== Segment start ==

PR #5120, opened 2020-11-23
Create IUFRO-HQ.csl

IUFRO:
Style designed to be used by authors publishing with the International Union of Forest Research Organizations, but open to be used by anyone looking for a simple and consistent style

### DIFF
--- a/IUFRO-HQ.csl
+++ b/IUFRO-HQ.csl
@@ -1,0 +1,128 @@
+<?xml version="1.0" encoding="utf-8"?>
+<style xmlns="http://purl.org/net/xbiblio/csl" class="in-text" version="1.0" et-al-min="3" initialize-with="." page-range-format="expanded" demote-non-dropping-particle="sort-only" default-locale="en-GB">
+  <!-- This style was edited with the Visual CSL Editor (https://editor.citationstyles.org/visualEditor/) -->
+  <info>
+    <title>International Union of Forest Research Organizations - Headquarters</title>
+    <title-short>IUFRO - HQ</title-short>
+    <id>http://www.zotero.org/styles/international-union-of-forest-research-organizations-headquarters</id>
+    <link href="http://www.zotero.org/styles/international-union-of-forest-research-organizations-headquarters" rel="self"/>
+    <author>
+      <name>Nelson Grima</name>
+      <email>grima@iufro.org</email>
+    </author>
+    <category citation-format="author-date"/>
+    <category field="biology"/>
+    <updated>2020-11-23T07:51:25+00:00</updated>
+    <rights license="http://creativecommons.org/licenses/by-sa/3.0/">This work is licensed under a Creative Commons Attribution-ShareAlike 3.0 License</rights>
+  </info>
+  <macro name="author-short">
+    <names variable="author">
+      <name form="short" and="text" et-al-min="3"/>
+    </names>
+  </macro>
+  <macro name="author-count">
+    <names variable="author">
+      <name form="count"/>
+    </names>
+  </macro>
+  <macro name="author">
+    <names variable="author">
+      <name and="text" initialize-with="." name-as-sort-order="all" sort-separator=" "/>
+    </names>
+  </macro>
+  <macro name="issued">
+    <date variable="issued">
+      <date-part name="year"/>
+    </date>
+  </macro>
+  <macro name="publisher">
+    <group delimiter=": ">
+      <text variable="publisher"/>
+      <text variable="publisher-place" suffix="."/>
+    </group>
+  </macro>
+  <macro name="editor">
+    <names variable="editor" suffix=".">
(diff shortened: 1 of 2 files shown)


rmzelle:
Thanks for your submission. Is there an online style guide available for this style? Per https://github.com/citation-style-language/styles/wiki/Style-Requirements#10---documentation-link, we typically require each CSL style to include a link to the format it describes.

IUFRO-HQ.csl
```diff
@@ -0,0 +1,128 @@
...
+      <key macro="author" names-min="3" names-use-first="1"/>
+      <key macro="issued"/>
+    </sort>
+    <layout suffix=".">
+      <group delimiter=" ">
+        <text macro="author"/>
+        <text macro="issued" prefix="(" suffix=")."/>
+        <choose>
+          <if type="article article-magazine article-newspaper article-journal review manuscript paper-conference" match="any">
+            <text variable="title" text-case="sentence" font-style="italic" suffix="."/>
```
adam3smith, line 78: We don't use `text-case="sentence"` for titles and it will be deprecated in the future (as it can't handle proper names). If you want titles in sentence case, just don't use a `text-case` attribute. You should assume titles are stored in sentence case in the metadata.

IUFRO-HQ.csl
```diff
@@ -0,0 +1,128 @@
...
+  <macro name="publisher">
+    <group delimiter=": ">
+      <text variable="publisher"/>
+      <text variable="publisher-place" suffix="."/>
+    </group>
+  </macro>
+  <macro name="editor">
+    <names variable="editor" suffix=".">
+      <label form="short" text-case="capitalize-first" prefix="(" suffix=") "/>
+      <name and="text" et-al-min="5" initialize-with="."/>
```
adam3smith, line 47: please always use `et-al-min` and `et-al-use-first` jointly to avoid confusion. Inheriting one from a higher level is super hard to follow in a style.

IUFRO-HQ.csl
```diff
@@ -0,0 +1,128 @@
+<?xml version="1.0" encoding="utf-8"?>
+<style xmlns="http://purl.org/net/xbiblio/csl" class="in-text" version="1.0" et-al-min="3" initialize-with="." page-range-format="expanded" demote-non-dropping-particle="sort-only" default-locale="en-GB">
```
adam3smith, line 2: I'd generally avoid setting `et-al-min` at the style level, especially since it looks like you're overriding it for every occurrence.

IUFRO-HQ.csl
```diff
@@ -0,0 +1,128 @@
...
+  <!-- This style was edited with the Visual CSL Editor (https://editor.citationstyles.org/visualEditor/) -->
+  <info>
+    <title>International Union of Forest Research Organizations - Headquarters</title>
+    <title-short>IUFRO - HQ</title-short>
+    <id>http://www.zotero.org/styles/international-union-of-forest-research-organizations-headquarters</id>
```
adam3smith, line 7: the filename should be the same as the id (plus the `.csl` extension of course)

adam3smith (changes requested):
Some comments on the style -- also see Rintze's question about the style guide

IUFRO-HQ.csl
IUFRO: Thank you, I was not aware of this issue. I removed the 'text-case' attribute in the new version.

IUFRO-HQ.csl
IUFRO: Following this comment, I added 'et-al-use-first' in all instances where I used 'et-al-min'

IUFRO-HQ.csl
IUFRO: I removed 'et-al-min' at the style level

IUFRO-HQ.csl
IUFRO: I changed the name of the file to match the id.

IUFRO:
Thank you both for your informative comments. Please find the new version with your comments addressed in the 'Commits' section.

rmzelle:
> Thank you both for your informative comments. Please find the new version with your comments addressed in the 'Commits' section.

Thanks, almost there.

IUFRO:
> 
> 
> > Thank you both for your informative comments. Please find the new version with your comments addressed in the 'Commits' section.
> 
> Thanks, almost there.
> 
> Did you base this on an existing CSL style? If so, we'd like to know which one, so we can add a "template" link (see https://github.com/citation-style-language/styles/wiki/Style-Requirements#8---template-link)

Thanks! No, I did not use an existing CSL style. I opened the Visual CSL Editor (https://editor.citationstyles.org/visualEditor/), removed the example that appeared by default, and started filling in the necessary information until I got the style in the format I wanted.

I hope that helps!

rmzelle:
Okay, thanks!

== Segment end ==

▶ **What you need to do**
Retype every record above exactly as it stands.

▶ **Completed exercise**
PR #5120, opened 2020-11-23
Create IUFRO-HQ.csl

IUFRO:
Style designed to be used by authors publishing with the International Union of Forest Research Organizations, but open to be used by anyone looking for a simple and consistent style

### DIFF
--- a/IUFRO-HQ.csl
+++ b/IUFRO-HQ.csl
@@ -1,0 +1,128 @@
+<?xml version="1.0" encoding="utf-8"?>
+<style xmlns="http://purl.org/net/xbiblio/csl" class="in-text" version="1.0" et-al-min="3" initialize-with="." page-range-format="expanded" demote-non-dropping-particle="sort-only" default-locale="en-GB">
+  <!-- This style was edited with the Visual CSL Editor (https://editor.citationstyles.org/visualEditor/) -->
+  <info>
+    <title>International Union of Forest Research Organizations - Headquarters</title>
+    <title-short>IUFRO - HQ</title-short>
+    <id>http://www.zotero.org/styles/international-union-of-forest-research-organizations-headquarters</id>
+    <link href="http://www.zotero.org/styles/international-union-of-forest-research-organizations-headquarters" rel="self"/>
+    <author>
+      <name>Nelson Grima</name>
+      <email>grima@iufro.org</email>
+    </author>
+    <category citation-format="author-date"/>
+    <category field="biology"/>
+    <updated>2020-11-23T07:51:25+00:00</updated>
+    <rights license="http://creativecommons.org/licenses/by-sa/3.0/">This work is licensed under a Creative Commons Attribution-ShareAlike 3.0 License</rights>
+  </info>
+  <macro name="author-short">
+    <names variable="author">
+      <name form="short" and="text" et-al-min="3"/>
+    </names>
+  </macro>
+  <macro name="author-count">
+    <names variable="author">
+      <name form="count"/>
+    </names>
+  </macro>
+  <macro name="author">
+    <names variable="author">
+      <name and="text" initialize-with="." name-as-sort-order="all" sort-separator=" "/>
+    </names>
+  </macro>
+  <macro name="issued">
+    <date variable="issued">
+      <date-part name="year"/>
+    </date>
+  </macro>
+  <macro name="publisher">
+    <group delimiter=": ">
+      <text variable="publisher"/>
+      <text variable="publisher-place" suffix="."/>
+    </group>
+  </macro>
+  <macro name="editor">
+    <names variable="editor" suffix=".">
(diff shortened: 1 of 2 files shown)


rmzelle:
Thanks for your submission. Is there an online style guide available for this style? Per https://github.com/citation-style-language/styles/wiki/Style-Requirements#10---documentation-link, we typically require each CSL style to include a link to the format it describes.

IUFRO-HQ.csl
```diff
@@ -0,0 +1,128 @@
...
+      <key macro="author" names-min="3" names-use-first="1"/>
+      <key macro="issued"/>
+    </sort>
+    <layout suffix=".">
+      <group delimiter=" ">
+        <text macro="author"/>
+        <text macro="issued" prefix="(" suffix=")."/>
+        <choose>
+          <if type="article article-magazine article-newspaper article-journal review manuscript paper-conference" match="any">
+            <text variable="title" text-case="sentence" font-style="italic" suffix="."/>
```
adam3smith, line 78: We don't use `text-case="sentence"` for titles and it will be deprecated in the future (as it can't handle proper names). If you want titles in sentence case, just don't use a `text-case` attribute. You should assume titles are stored in sentence case in the metadata.

IUFRO-HQ.csl
```diff
@@ -0,0 +1,128 @@
...
+  <macro name="publisher">
+    <group delimiter=": ">
+      <text variable="publisher"/>
+      <text variable="publisher-place" suffix="."/>
+    </group>
+  </macro>
+  <macro name="editor">
+    <names variable="editor" suffix=".">
+      <label form="short" text-case="capitalize-first" prefix="(" suffix=") "/>
+      <name and="text" et-al-min="5" initialize-with="."/>
```
adam3smith, line 47: please always use `et-al-min` and `et-al-use-first` jointly to avoid confusion. Inheriting one from a higher level is super hard to follow in a style.

IUFRO-HQ.csl
```diff
@@ -0,0 +1,128 @@
+<?xml version="1.0" encoding="utf-8"?>
+<style xmlns="http://purl.org/net/xbiblio/csl" class="in-text" version="1.0" et-al-min="3" initialize-with="." page-range-format="expanded" demote-non-dropping-particle="sort-only" default-locale="en-GB">
```
adam3smith, line 2: I'd generally avoid setting `et-al-min` at the style level, especially since it looks like you're overriding it for every occurrence.

IUFRO-HQ.csl
```diff
@@ -0,0 +1,128 @@
...
+  <!-- This style was edited with the Visual CSL Editor (https://editor.citationstyles.org/visualEditor/) -->
+  <info>
+    <title>International Union of Forest Research Organizations - Headquarters</title>
+    <title-short>IUFRO - HQ</title-short>
+    <id>http://www.zotero.org/styles/international-union-of-forest-research-organizations-headquarters</id>
```
adam3smith, line 7: the filename should be the same as the id (plus the `.csl` extension of course)

adam3smith (changes requested):
Some comments on the style -- also see Rintze's question about the style guide

IUFRO-HQ.csl
IUFRO: Thank you, I was not aware of this issue. I removed the 'text-case' attribute in the new version.

IUFRO-HQ.csl
IUFRO: Following this comment, I added 'et-al-use-first' in all instances where I used 'et-al-min'

IUFRO-HQ.csl
IUFRO: I removed 'et-al-min' at the style level

IUFRO-HQ.csl
IUFRO: I changed the name of the file to match the id.

IUFRO:
Thank you both for your informative comments. Please find the new version with your comments addressed in the 'Commits' section.

rmzelle:
> Thank you both for your informative comments. Please find the new version with your comments addressed in the 'Commits' section.

Thanks, almost there.

IUFRO:
> 
> 
> > Thank you both for your informative comments. Please find the new version with your comments addressed in the 'Commits' section.
> 
> Thanks, almost there.
> 
> Did you base this on an existing CSL style? If so, we'd like to know which one, so we can add a "template" link (see https://github.com/citation-style-language/styles/wiki/Style-Requirements#8---template-link)

Thanks! No, I did not use an existing CSL style. I opened the Visual CSL Editor (https://editor.citationstyles.org/visualEditor/), removed the example that appeared by default, and started filling in the necessary information until I got the style in the format I wanted.

I hope that helps!

rmzelle:
Okay, thanks!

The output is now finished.